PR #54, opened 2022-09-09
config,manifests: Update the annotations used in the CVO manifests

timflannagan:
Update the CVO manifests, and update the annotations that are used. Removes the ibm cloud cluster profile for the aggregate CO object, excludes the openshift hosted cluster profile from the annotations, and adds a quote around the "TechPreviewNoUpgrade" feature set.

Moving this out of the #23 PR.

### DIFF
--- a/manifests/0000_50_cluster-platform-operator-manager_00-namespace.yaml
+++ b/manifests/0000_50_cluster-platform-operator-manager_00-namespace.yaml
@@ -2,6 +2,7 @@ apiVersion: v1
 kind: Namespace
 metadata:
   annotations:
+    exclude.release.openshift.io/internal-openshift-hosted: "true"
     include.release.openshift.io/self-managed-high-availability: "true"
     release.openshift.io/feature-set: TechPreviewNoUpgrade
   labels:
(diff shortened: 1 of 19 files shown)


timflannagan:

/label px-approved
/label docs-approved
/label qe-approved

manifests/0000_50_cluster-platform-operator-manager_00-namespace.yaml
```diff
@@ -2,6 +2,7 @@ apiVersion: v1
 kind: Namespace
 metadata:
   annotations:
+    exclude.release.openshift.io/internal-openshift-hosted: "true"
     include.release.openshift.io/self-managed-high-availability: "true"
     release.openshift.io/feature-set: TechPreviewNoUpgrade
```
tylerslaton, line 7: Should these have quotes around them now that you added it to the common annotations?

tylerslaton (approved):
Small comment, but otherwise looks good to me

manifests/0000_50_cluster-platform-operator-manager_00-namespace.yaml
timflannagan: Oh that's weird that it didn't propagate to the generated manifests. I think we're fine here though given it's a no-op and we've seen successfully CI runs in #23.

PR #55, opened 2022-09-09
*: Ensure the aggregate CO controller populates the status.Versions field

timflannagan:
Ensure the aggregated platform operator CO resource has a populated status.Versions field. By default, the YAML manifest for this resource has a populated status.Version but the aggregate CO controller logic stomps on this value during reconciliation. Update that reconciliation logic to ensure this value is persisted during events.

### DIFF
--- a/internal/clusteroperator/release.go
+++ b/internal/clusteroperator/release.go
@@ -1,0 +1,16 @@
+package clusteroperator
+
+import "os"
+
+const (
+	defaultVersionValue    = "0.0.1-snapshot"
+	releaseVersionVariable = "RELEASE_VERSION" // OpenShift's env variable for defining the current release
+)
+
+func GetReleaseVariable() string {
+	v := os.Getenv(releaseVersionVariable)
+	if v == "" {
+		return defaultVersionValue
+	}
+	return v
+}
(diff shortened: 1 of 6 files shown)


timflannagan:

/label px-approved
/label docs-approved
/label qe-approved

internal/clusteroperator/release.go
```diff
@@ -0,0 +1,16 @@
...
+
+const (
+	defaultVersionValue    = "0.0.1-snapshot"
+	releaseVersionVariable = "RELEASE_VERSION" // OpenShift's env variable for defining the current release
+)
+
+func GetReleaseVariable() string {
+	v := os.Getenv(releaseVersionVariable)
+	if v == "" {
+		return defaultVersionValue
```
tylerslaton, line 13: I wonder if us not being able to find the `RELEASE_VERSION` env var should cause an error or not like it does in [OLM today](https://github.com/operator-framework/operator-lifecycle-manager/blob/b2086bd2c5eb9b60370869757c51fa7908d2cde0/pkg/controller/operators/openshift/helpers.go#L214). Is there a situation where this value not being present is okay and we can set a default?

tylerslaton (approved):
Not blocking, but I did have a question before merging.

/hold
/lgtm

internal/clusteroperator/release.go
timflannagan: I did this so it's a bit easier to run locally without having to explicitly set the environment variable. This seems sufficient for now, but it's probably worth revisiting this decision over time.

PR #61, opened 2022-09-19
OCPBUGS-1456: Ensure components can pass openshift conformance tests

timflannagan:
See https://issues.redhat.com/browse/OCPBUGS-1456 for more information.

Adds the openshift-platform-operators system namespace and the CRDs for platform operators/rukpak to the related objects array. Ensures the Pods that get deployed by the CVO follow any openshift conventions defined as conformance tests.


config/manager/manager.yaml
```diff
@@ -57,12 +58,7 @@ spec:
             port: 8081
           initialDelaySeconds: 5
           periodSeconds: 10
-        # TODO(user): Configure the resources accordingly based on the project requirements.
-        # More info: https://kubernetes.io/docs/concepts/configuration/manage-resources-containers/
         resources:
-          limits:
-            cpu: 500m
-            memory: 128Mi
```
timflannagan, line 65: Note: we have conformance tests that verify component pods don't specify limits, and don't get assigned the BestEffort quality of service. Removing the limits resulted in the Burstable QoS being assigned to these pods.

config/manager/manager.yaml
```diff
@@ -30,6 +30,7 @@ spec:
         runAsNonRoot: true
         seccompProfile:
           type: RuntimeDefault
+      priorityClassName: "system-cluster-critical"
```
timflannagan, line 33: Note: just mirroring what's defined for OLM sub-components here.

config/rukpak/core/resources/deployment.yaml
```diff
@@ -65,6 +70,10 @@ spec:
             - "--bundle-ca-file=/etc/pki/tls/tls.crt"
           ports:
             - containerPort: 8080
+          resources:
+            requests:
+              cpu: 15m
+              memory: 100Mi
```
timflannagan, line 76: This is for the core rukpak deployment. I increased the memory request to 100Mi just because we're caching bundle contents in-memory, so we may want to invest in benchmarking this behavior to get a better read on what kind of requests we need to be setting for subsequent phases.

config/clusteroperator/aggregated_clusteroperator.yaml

* * * * * * * * *

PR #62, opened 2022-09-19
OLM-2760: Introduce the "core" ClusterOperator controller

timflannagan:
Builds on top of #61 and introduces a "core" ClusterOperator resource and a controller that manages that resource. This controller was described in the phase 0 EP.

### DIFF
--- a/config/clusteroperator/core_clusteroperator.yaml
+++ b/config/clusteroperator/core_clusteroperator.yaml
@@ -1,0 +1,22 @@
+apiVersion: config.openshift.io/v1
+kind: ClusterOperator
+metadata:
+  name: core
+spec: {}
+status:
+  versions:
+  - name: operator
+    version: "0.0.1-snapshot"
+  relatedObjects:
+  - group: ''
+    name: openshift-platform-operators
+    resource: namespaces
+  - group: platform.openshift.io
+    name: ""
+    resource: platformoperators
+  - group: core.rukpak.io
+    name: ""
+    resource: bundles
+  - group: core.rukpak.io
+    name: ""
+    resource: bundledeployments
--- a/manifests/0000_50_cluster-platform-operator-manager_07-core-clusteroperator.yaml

* * * * * * * * *

- Exercise directions
Wherever the string "shown" appears in a line of the records, copy that line.

- Your solution
(diff shortened: 1 of 19 files shown)
(diff shortened: 1 of 6 files shown)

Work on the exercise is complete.